Daily Telegraph - 08/02/2003

God has been banned from the European constitution to avoid causing offence.

All references to divinity were expunged this week from the newly revealed Article 2 on Europe's values and "the liberty and the rights of man", much to the dismay of Polish Catholics, Dutch Muslims and France's orthodox Jews, all united in deploring the spiritual emptiness of the new Europe.

Clearly stung, Valery Giscard d'Estaing, the lordly president of the Convention on the Future of Europe, offered some consolation yesterday, allowing that a reference to the Almighty might creep into the constitution's preamble, though carefully disguised as a cultural adornment competing with Zeus, Minerva and the Norse god Wotan.

But he offered no hope that Article 2 would be changed, confirming fears that the rest of the highly federalist text is already written in stone.

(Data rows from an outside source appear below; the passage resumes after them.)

PR #7207, opened 2020-05-10
WIP: implement custom arguments for pytester.pytest_spawn

Mattwmaster58:
One usecase for this is testing pytest-timeout. In order to test against the detection of `ipdb`, it's necessary to disable input capturing to even get ipdb up and running.

### DIFF
--- a/src/_pytest/pytester.py
+++ b/src/_pytest/pytester.py
@@ -1,6 +1,7 @@
 """(disabled by default) support for testing pytest and pytest plugins."""
 import collections.abc
 import gc
+import itertools
 import importlib
 import os
 import platform
@@ -1278,7 +1279,9 @@ class Testdir:
 
         """
         basetemp = self.tmpdir.mkdir("temp-pexpect")
-        invoke = " ".join([*map(str, self._getpytestargs()), *(args or [])])
+        if args is None:
+            args = []
+        invoke = " ".join(itertools.chain(map(str, self._getpytestargs()), args)
         cmd = "{} --basetemp={} {}".format(invoke, basetemp, string)
         return self.spawn(cmd, expect_timeout=expect_timeout)
 
--- a/src/_pytest/pytester.py
+++ b/src/_pytest/pytester.py
@@ -1267,7 +1267,7 @@ class Testdir:
         return self.run(*args, timeout=timeout)
 
     def spawn_pytest(
-        self, string: str, expect_timeout: float = 10.0, args: List[str]
+        self, string: str, expect_timeout: float = 10.0, args: List[str] = None
     ) -> "pexpect.spawn":
         """Run pytest with specified command line arguments using pexpect.
 
@@ -1278,7 +1278,7 @@ class Testdir:
 
         """
         basetemp = self.tmpdir.mkdir("temp-pexpect")
-        invoke = " ".join([*map(str, self._getpytestargs()), *args])
+        invoke = " ".join([*map(str, self._getpytestargs()), *(args or [])])
         cmd = "{} --basetemp={} {}".format(invoke, basetemp, string)
         return self.spawn(cmd, expect_timeout=expect_timeout)
 
--- a/src/_pytest/pytester.py
+++ b/src/_pytest/pytester.py
@@ -1267,9 +1267,9 @@ class Testdir:
         return self.run(*args, timeout=timeout)
 
     def spawn_pytest(
-        self, string: str, expect_timeout: float = 10.0
+        self, string: str, expect_timeout: float = 10.0, args: List[str]
     ) -> "pexpect.spawn":
-        """Run pytest using pexpect.
+        """Run pytest with specified command line arguments using pexpect.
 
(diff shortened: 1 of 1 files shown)


flub:
btw, it's not yet clear to me if this is needed for pytest-timeout.  So not to introduce unnecessary features which then need to be maintained let's not rush this and see how the need works out first.

nicoddemus:
Thanks @Mattwmaster58 and @flub.

> btw, it's not yet clear to me if this is needed for pytest-timeout. So not to introduce unnecessary features which then need to be maintained let's not rush this and see how the need works out first.

Sure, thanks. But how can we be sure? I mean, is there further testing being planned to see if the feature pans out?

Mattwmaster58:
> I mean, is there further testing being planned to see if the feature pans out?

I'm not quite sure what you mean here. Are you asking if I'm planning on adding tests for this capability if it becomes apparent this feature is necessary/useful enough?

flub:
> Sure, thanks. But how can we be sure? I mean, is there further testing being planned to see if the feature pans out?

The feature/test in pytest-timeout why this was added is still under development.

nicoddemus:
> I'm not quite sure what you mean here. Are you asking if I'm planning on adding tests for this capability if it becomes apparent this feature is necessary/useful enough?

Yeah flub nailed it what I meant: it was just not clear what was the plan for this PR at the time. 👍

src/_pytest/pytester.py
```diff
@@ -1278,7 +1278,7 @@ def spawn_pytest(
 
         """
         basetemp = self.tmpdir.mkdir("temp-pexpect")
-        invoke = " ".join(map(str, self._getpytestargs()))
+        invoke = " ".join([*map(str, self._getpytestargs()), *(args or [])])
```
flub, line 1281: I'd have written this using `itertools.chain` instead of the `*`-syntax and I also tend to do explicit `is None` instead of the `or` trick.  But that's not to say there's anything wrong with this.

Mattwmaster58:
```
if args is None:
    args = []

invoke = " ".join([*map(str, self._getpytestargs()), itertools.chain(args)])
```
Something like this?

flub:
```
if args is None:
    args = []
" ".join(itertools.chain(map(str, self._getpytestargs()), args)
```
is what I had in mind, otherwise you still have the (to me) weird `[*map()]` thing.

But honestly, that's me and may not represent the current internal pytest style.  It all achieves the same thing really.

Mattwmaster58:
I looked for other tests for pytest_spawn, but didn't find any IIRC

src/_pytest/pytester.py
Mattwmaster58: Woops, missed the second unpacking there

flub:
> I looked for other tests for pytest_spawn, but didn't find any IIRC

Never to late to improve things :)

And given the current unclosed parenthesis bug caught in a very strange way there clearly is a need for a test!

Mattwmaster58:
> And given the current unclosed parenthesis bug caught in a very strange way there clearly is a need for a test!

Well, it was caught without an explicit test, so I'd dispute that logic, but point taken otherwise. I guess that's what I get for editing through the web editor 😉 . I'll try my best to come up with some tests.

flub:
The test that springs to my mind is a test with a conftest which adds a
command line flag and a single test which check the flag was set.  If
the flag is passed the entire suite passes, otherwise it fails.  But
that are probably other reasonable approaches.

src/_pytest/pytester.py
```diff
@@ -1267,9 +1268,9 @@ def runpytest_subprocess(self, *args, timeout=None) -> RunResult:
         return self.run(*args, timeout=timeout)
 
     def spawn_pytest(
-        self, string: str, expect_timeout: float = 10.0
+        self, string: str, expect_timeout: float = 10.0, args: List[str] = None
```
bluetech, line 1271:
```suggestion
        self, string: str, expect_timeout: float = 10.0, args: Optional[Sequence[str]] = None
```

Alternatively, accepts `*args: str`. That would be more consistent with `runpytest` for example, and can replace `string`.

src/_pytest/pytester.py
```diff
@@ -1278,7 +1279,9 @@ def spawn_pytest(
 
         """
         basetemp = self.tmpdir.mkdir("temp-pexpect")
-        invoke = " ".join(map(str, self._getpytestargs()))
+        if args is None:
```
bluetech, line 1282: Building a command string by joining arguments like this is unsafe, should change `spawn` to accept args as well, and pass them to `pexpect.spawn` as separate arguments. According to the pexpect [doc](https://pexpect.readthedocs.io/en/stable/api/pexpect.html#pexpect.spawn.__init__) this is supported.

Backward compatibility might be a little tricky, but should be doable.

bluetech:
I'll close this for now to clear up the queue a bit, but feel free to reopen if you are planning to work on this again.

For Europe's beleaguered minority of churchgoers, now just 15 per cent, it is all of a piece with Mammon's crinkly euro notes, with abstract pictures of arches suggestive of nothing, so unlike the mighty US dollar inscribed "In God We Trust".

The derisory treatment of religion is a snub for the Pope, who interceded personally with M Giscard not to forget the "cement of that extraordinary religious, cultural and civic heritage that has made Europe great down the centuries".

Yesterday, the Vatican said it was appalled by the humanist text - which listed 16 articles as a first instalment of the constitution - deeming it "completely unsatisfactory" since it "went against the explicit desire of a great part of Europe's peoples".

The tight-knit "praesidium" of 13 commissioners, ex-prime ministers and MPs that decides behind closed doors what to put into the text drew on a paper entitled Let's Leave God Out of This by convention member Josep Borrell Fontelles, a Socialist from the Catalan bastion of the Left. Glossing over Christmas as a "pagan ritual" that celebrates the winter solstice, he said: "A lot of our values have been forged against the Church or the churches. We should remember the whole story: the massacres of the Crusades; the nights of St Bartholomew and the Inquisition's auto-da-fe; Galileo, the pogroms, and turning a blind eye to fascism.

"When it comes to democracy, human rights and equality, God is a recent convert. He was comfortable for centuries with slavery. Yesterday he still blessed Franco." This was music to the ears of the French and Spanish elites, each scarred by a long struggle against clericalism and to New Labour, which sided with the secular camp.

It was also welcomed by the Turkish government, which fears that any tilt towards religion could foster a sense of Europe as a "Christian club" - a view not shared by leaders of Europe's 14 million Muslims.